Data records
/---

PR #17617, opened 2020-09-08
Avoid close(-1) in r2pipe

trufae:

**Detailed description**

...

**Test plan**

...

**Closing issues**

...

### DIFF
--- a/libr/socket/r2pipe.c
+++ b/libr/socket/r2pipe.c
@@ -304,8 +304,6 @@ R_API R2Pipe *r2pipe_open(const char *cmd) {
 			fflush (stderr);
 			// trigger the blocking read
 			write (1, "\xff", 1);
-			// previously set to -1 // 
-			// XXX close (r2p->output[0]);
 			close (r2p->output[1]);
 			close (0);
 			close (1);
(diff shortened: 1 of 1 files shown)


ret2libc (approved):

libr/socket/r2pipe.c
```diff
@@ -304,7 +304,6 @@ R_API R2Pipe *r2pipe_open(const char *cmd) {
 			fflush (stderr);
 			// trigger the blocking read
 			write (1, "\xff", 1);
-			close (r2p->output[0]);
```
XVilka, line 307: It's created only if `#if __UNIX__` is defined in https://github.com/radareorg/radare2/pull/17617/files#diff-29c03378d6a5a5012e9a4b4ba0daaadaR201
What about wrapping this in `#if !__UNIX__` instead?

XVilka (changes requested):

libr/socket/r2pipe.c
ret2libc: Mmm, no r2p->output[0] is set to -1 just few lines above, at line 301, so I think it is ok here.

XVilka (approved):

PR #17618, opened 2020-09-08
Implement arcc command and get_cc_from_regprofile ##types

trufae:

**Known Bugs**

* No way to set default calling convention
* Add (`e anal.cc=reg`) .. overrides the info from types (func.main.cc=amd64)
* Not yet used as fallback. will do a separate pr for this
* Invalid profiles break the regstate and result in runtime assert. Fix will be submited in a separate PR
* using a space before the ( results in no error, but not registers (`tcc eax failure (eax)`). Will submit a fix in another PR

**Detailed description**

...

**Test plan**

...

**Closing issues**

...

### DIFF
--- a/libr/anal/cc.c
+++ b/libr/anal/cc.c
@@ -6,38 +6,13 @@
 #define DB anal->sdb_cc
 
 R_API void r_anal_cc_del(RAnal *anal, const char *name) {
-	int i;
+	size_t i;
 	sdb_unset (DB, sdb_fmt ("%s", name), 0);
 	sdb_unset (DB, sdb_fmt ("cc.%s.ret", name), 0);
 	sdb_unset (DB, sdb_fmt ("cc.%s.argn", name), 0);
 	for (i = 0; i < R_ANAL_CC_MAXARG; i++) {
 		sdb_unset (DB, sdb_fmt ("cc.%s.arg%d", name, i), 0);
 	}
-}
-
-R_API char *r_anal_cc_from_regprofile(RAnal *anal) {
-	const char *r0 = r_reg_get_name_by_type (anal->reg, "R0");
-	const char *a0 = r_reg_get_name_by_type (anal->reg, "A0");
-	const char *a1 = r_reg_get_name_by_type (anal->reg, "A1");
-	const char *a2 = r_reg_get_name_by_type (anal->reg, "A2");
-	const char *a3 = r_reg_get_name_by_type (anal->reg, "A3");
-
-	// it is mandatory to have at least =A0 defined in the reg profile
-	// this will be enforced in reg/profile at parsing time
-	r_return_val_if_fail (a0, NULL);
-	if (!r0) {
-		r0 = a0;
-	}
-	if (a3 && a2 && a1) {
-		return r_str_newf ("%s reg(%s, %s, %s, %s)", r0, a0, a1, a2, a3);
-	}
-	if (a2 && a1) {
-		return r_str_newf ("%s reg(%s, %s, %s)", r0, a0, a1, a2);
-	}
-	if (a1) {
-		return r_str_newf ("%s reg(%s, %s)", r0, a0, a1);
-	}
-	return r_str_newf ("%s reg(%s)", r0, a0);
 }
 
 R_API void r_anal_cc_set(RAnal *anal, const char *expr) {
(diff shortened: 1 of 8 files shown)


trufae:
Related to https://github.com/radareorg/radare2/pull/17481

libr/anal/cc.c
```diff
@@ -15,6 +15,39 @@ R_API void r_anal_cc_del(RAnal *anal, const char *name) {
 	}
 }
 
+static const char *getreg(RAnal *anal, const char *alias) {
```
ret2libc, line 18: sounds like a good `r_reg_get_name_by_type`

libr/core/cmd_anal.c
```diff
@@ -654,6 +654,7 @@ static const char *help_msg_ar[] = {
 	"ar?", " <reg>", "Show register value",
 	"arb", " <type>", "Display hexdump of the given arena",
 	"arc", " <name>", "Conditional flag registers",
+	"arcc", "", "Show calling convention defined from the register profile",
```
thestr4ng3r, line 657: I think it should be very explicit about the fact that the cc is just generically derived. So maybe:
```suggestion
	"arcc", "", "Show (fallback) calling convention automatically derived from the register profile",
```

libr/anal/cc.c
```diff
@@ -15,6 +15,39 @@ R_API void r_anal_cc_del(RAnal *anal, const char *name) {
...
+	const char *r0 = getreg (anal, "R0");
+	const char *a0 = getreg (anal, "A0");
+	const char *a1 = getreg (anal, "A1");
+	const char *a2 = getreg (anal, "A2");
+	const char *a3 = getreg (anal, "A3");
+	if (!r0) {
+		r0 = a0;
+	}
+	if (!a0) {
+		return NULL;
```
thestr4ng3r, line 37: Maybe still select some register here? Otherwise we will run into NULL problems again.

trufae: which register? if the regprofile doesn't have A0 it's a problem in the regprofile. i can't magically guess that if the reg profile is incomplete.

libr/anal/cc.c
trufae: You want me to move this into RReg?

trufae: i will take your silence as a yes

ret2libc: sorry, I missed the notification I guess :D but yeah

libr/anal/cc.c
thestr4ng3r: ¯\\_(ツ)_/¯  I guess if you consider a regprofile without A0 invalid it's fine.

trufae: indeed. this can be good pre-check to avoid null cases later

libr/anal/cc.c
```diff
@@ -15,6 +15,30 @@ R_API void r_anal_cc_del(RAnal *anal, const char *name) {
 	}
 }
 
+R_API char *r_anal_cc_from_regprofile(RAnal *anal) {
```
thestr4ng3r, line 18: Why not this:
```suggestion
R_API char *r_anal_cc_from_regprofile(RReg *reg) {
```

trufae:
making failed regprofiles to not break the whole r2is not that easy. ill just drop an assert here and implement this in a separate PR

libr/anal/cc.c
trufae: No. This will break the naming rules of public APIs. this is under RAnal, so it must use such type as 1st argument. if we move this into reg/profile.c then that would be fine to use RReg. but it's not there right now

trufae:
bsd builds are failing. https://builds.sr.ht/~xvilka/job/300915

i moved the api from anal to reg and imho its ready to go. i will start working on better integration of this as well as better error handling in separte PRs

libr/anal/cc.c
trufae: Done

libr/anal/dwarf_process.c
```diff
@@ -57,6 +57,7 @@ static void variable_free(Variable *var) {
 	free (var);
 }
 
+#if 0
```
ret2libc, line 60: remove if not needed

trufae: Well im not touching the dwarf code but this apits out a warning because unused. I can remove but i would prefer to get the feedback from the one who wrote this (in the phone now, no git blame handy)

ret2libc: @HoundThe ok to remove this?

HoundThe: Yes, it is

thestr4ng3r (approved):

PR #17621, opened 2020-09-09
Refactor Labels out of SDB ##anal

thestr4ng3r:
Filling this template is cool and good.

**Detailed description**

What the title says. I wanted to refactor this before implementing labels into r2db.

**Test plan**

run the tests

### DIFF
--- a/libr/anal/labels.c
+++ b/libr/anal/labels.c
@@ -1,98 +1,52 @@
-/* radare - LGPL - Copyright 2014-2018 - pancake */
+/* radare - LGPL - Copyright 2014-2020 - pancake, thestr4ng3r */
 
 #include <r_anal.h>
 
-#define DB anal->sdb_fcns
-
-// list of all the labels for a specific function
-#define LABELS sdb_fmt ("fcn.%"PFMT64x".labels", fcn->addr)
-// value of each element in the labels list
-#define ADDRLABEL(x,y) sdb_fmt ("0x%"PFMT64x"/%s", x,y)
-// resolve by name
-#define LABEL(x) sdb_fmt ("fcn.%"PFMT64x".label.%s", fcn->addr, x)
-// resolve by addr
-#define ADDR(x) sdb_fmt ("fcn.%"PFMT64x".label.0x%"PFMT64x, fcn->addr,x)
-// SDB looks like fcn.0x80480408.labels=0x8048480/patata,0x0405850/potro
-
-R_API ut64 r_anal_fcn_label_get (RAnal *anal, RAnalFunction *fcn, const char *name) {
-	return (anal && fcn)? sdb_num_get (DB, LABEL (name), NULL): UT64_MAX;
+R_API ut64 r_anal_function_get_label(RAnalFunction *fcn, const char *name) {
+	r_return_val_if_fail (fcn, UT64_MAX);
+	ut64 *addr = ht_pp_find (fcn->label_addrs, name, NULL);
+	return addr ? *addr : UT64_MAX;
 }
 
-R_API const char *r_anal_fcn_label_at (RAnal *anal, RAnalFunction *fcn, ut64 addr) {
-	return (anal && fcn)? sdb_const_get (DB, ADDR (addr), NULL): NULL;
+R_API const char *r_anal_function_get_label_at(RAnalFunction *fcn, ut64 addr) {
+	r_return_val_if_fail (fcn, NULL);
+	return ht_up_find (fcn->labels, addr, NULL);
 }
 
-R_API int r_anal_fcn_label_set (RAnal *anal, RAnalFunction *fcn, const char *name, ut64 addr) {
-	if (!anal || !fcn) {
+R_API bool r_anal_function_set_label(RAnalFunction *fcn, const char *name, ut64 addr) {
+	r_return_val_if_fail (fcn && name, false);
+	if (ht_pp_find (fcn->label_addrs, name, NULL)) {
 		return false;
 	}
-	if (sdb_add (DB, ADDR (addr), name, 0)) {
-		if (sdb_num_add (DB, LABEL (name), addr, 0)) {
-			sdb_array_add (DB, LABELS, ADDRLABEL (addr, name), 0);
-			return true;
-		} else {
-			sdb_unset (DB, ADDR (addr), 0);
-		}
-	} else {
-		eprintf ("Cannot add\n");
-	}
-	return false;
-}
-
-R_API int r_anal_fcn_label_del (RAnal *anal, RAnalFunction *fcn, const char *name, ut64 addr) {
-	if (!anal || !fcn || !name) {
+	char *n = strdup (name);
+	if (!ht_up_insert (fcn->labels, addr, n)) {
+		free (n);
 		return false;
 	}
-	sdb_array_remove (DB, LABELS, ADDRLABEL (addr, name), 0);
-	sdb_unset (DB, LABEL (name), 0);
-	sdb_unset (DB, ADDR (addr), 0);
+	ut64 *a = R_NEW (ut64);
+	*a = addr;
+	ht_pp_insert (fcn->label_addrs, name, a);
 	return true;
 }
 
-R_API int r_anal_fcn_labels(RAnal *anal, RAnalFunction *fcn, int rad) {
-	if (!anal) {
-		return 0;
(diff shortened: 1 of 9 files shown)


libr/anal/labels.c
```diff
@@ -1,98 +1,52 @@
...
-		}
-	} else {
-		eprintf ("Cannot add\n");
+	char *n = strdup (name);
+	if (!ht_up_insert (fcn->labels, addr, n)) {
+		free (n);
+		return false;
 	}
-	return false;
+	ut64 *a = R_NEW (ut64);
```
trufae, line 26: you can use ut64_new()

trufae (changes requested):
Looks good to merge for me after those few changes

libr/core/cmd_flag.c
```diff
@@ -682,6 +682,78 @@ static int flag_space_stack_list(RFlag *f, int mode) {
...
+	}
+	PrintFcnLabelsCtx ctx = { rad, pj, fcn };
+	ht_up_foreach (fcn->labels, print_function_labels_cb, &ctx);
+	if (rad == 'j') {
+		pj_end (pj);
+	}
+}
+
+static void print_function_labels(RAnal *anal, RAnalFunction *fcn, int rad) {
+	r_return_if_fail (anal || fcn);
```
trufae, line 725: && not ||

libr/core/cmd_flag.c
```diff
@@ -682,6 +682,78 @@ static int flag_space_stack_list(RFlag *f, int mode) {
...
+	PJ *pj = NULL;
+	if (rad == 'j') {
+		pj = pj_new ();
+	}
+	if (fcn) {
+		print_function_labels_for (fcn, rad, pj);
+	} else {
+		if (rad == 'j') {
```
trufae, line 733: const bool json = rad == 'j';
json && pj_o(o);
...

trufae (changes requested):
This small change will make the code shorter and the comparisons may be better with const

libr/anal/labels.c
```diff
@@ -1,98 +1,52 @@
...
-// resolve by addr
-#define ADDR(x) sdb_fmt ("fcn.%"PFMT64x".label.0x%"PFMT64x, fcn->addr,x)
-// SDB looks like fcn.0x80480408.labels=0x8048480/patata,0x0405850/potro
-
-R_API ut64 r_anal_fcn_label_get (RAnal *anal, RAnalFunction *fcn, const char *name) {
-	return (anal && fcn)? sdb_num_get (DB, LABEL (name), NULL): UT64_MAX;
+R_API ut64 r_anal_function_get_label(RAnalFunction *fcn, const char *name) {
+	r_return_val_if_fail (fcn, UT64_MAX);
+	ut64 *addr = ht_pp_find (fcn->label_addrs, name, NULL);
+	return addr ? *addr : UT64_MAX;
```
ret2libc, line 10:
```suggestion
	return addr? *addr: UT64_MAX;
```

libr/anal/labels.c
```diff
@@ -1,98 +1,52 @@
...
-		}
-	} else {
-		eprintf ("Cannot add\n");
+	char *n = strdup (name);
+	if (!ht_up_insert (fcn->labels, addr, n)) {
+		free (n);
+		return false;
 	}
-	return false;
+	ht_pp_insert (fcn->label_addrs, name, ut64_new (addr));
```
ret2libc, line 28: Isn't there a check here because you assume the insert in `label_addrs` cannot fail if the insert in `labels` didn't?

libr/parse/filter.c
```diff
@@ -222,7 +222,7 @@ static bool filter(RParse *p, ut64 addr, RFlag *f, RAnalHint *hint, char *data,
 				if (flag && !strncmp (flag->name, "section.", 8)) {
 					flag = r_flag_get_i (f, off);
 				}
-				const char *label = p->label_get (p->analb.anal, fcn, off);
+				const char *label = fcn ? p->label_get (fcn, off) : NULL;
```
ret2libc, line 225:
```suggestion
				const char *label = fcn? p->label_get (fcn, off): NULL;
```

test/unit/test_anal_function.c
```diff
@@ -70,9 +70,63 @@ bool test_r_anal_function_relocate() {
 	mu_end;
 }
 
+bool test_r_anal_function_labels() {
+	RAnal *anal = r_anal_new ();
+
+	RAnalFunction *f = r_anal_create_function (anal, "do_something", 0x1337, 0, NULL);
+
+	bool s = r_anal_function_set_label (f, "smartfriend", 0x1339);
+	mu_assert ("set label", s);
```
ret2libc, line 79: may i suggest to use `mu_assert_true`? (note `mu_assert_true` has the actual value as first arg, like all the other `mu_assert_*` macros.

libr/include/r_anal.h
```diff
@@ -1955,13 +1957,12 @@ R_API RAnalCaseOp* r_anal_switch_op_add_case(RAnalSwitchOp * swop, ut64 addr, ut
 R_API RAnalCycleFrame* r_anal_cycle_frame_new (void);
 R_API void r_anal_cycle_frame_free (RAnalCycleFrame *cf);
 
-
 /* labels */
```
ret2libc, line 1960: stupid question, but... What are exactly function labels? Would it make sense to have a small description here?

trufae: they are like flags but local to the function, like the labels starting with dollars in the gnu assembler. this was a request from xvilka many years ago. he can provide more examples and details

libr/parse/filter.c
trufae: how do u do these commit suggestions?

libr/include/r_anal.h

\---

INSTRUCTIONS FOR THE TASK: Search the entries for the string "arcc" and return each line where it turns up.

RESULT BELOW:
Implement arcc command and get_cc_from_regprofile ##types
+	"arcc", "", "Show calling convention defined from the register profile",
	"arcc", "", "Show (fallback) calling convention automatically derived from the register profile",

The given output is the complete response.